Landsat images and crop model for evaluating water stress of rainfed soybean
Authors: Sayago, S; Ovando, G; Bocco, M
Source: REMOTE SENSING OF ENVIRONMENT, 198 30-39; SEP 1 2017
Abstract: Soil water content is a vital resource that plays a central role in agricultural areas. In Argentina the soybean (Glycine max (L) Merrill) is the most important crop, considering the economic yield and the sown area. Actually, remote sensing allows continuous monitoring of crops and to evaluate the impact of water stress in their development. The combination of Land Surface Temperature (LST) and the Normalized Difference Vegetation Index (NDVI) is an indicator that provides information about the condition of the vegetation and surface soil moisture content. In this study we evaluate relationships between indicators of crop water stress and the Temperature Vegetation Dryness Index (TVDI) determined from Landsat, for sites with rainfed soybean in the agricultural central zone of Cordoba (Argentina).Field data were acquired continuously throughout the whole growing season.

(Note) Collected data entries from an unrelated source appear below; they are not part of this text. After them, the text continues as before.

PR #16132, opened 2022-01-12
Use symfony's `lint:container` command to check services definitions

mmetayer:

This PR aims at replacing the `check-services-instantiability` script with Symfony's native [`lint:container`](https://symfony.com/blog/new-in-symfony-4-4-service-container-linter) cli command, which analyses the dependency injection graph to ensure injected arguments match type declarations

****Pros:****
- one less script to maintain
- the script uses reflection, so it can analyze every service definition (no need to exclude a service from the analysis because it performs an SQL query when instantiated - cf `one_login_auth` service)
- it can be performed in every environment (it analyses `prod` services in CI build)

****Cons:****
- it does not really instantiate services, so we could have some surprises if constructors or factories perform operations more complex than just assigning injected arguments to class properties

- [ ] Tests
- [ ] Migration & Installer
- [ ] PM Validation (Story)
- [ ] Tech Doc


src/Oro/Bundle/PimDataGridBundle/Resources/config/form_types.yml
```diff
@@ -1,6 +1,5 @@
 parameters:
     pim_datagrid.form.type.datagrid_view.class:          Oro\Bundle\PimDataGridBundle\Form\Type\DatagridViewType
-    pim_datagrid.form.type.datagrid_filter_choice.class: Oro\Bundle\PimDataGridBundle\Form\Type\DatagridFilterChoiceType
```
mmetayer, line 3: not used since v3, and it was not even instantiable in EE

jmleroux (approved):

BitOne (approved):

nmarniesse (approved):

ValentinMumble (approved):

For each sample date and plot, data of percent green vegetation cover, soil moisture content and phenology were registered. The use of a simulation crop model allowed obtaining indicators of crop water stress indices: (1) soil water deficit, (2) crop water use vs. reference crop evapotranspiration, and (3) fraction of the available water capacity that is readily available.The NDVI/LST spaces presented a trapezoidal form, which indicated that TVDI will have similar sensitivity for the full range of NDVI and showed temporal changes of wet and dry edges.When soybean cover exceeds 60%, the combination of TVDI with (2) and (3) can enhance the ability of detecting crop water stress conditions (R-2 = 0.62 and 0.82, respectively). However, the relationship between TVDI and (1) showed low correlation values (R-2 = 0.21).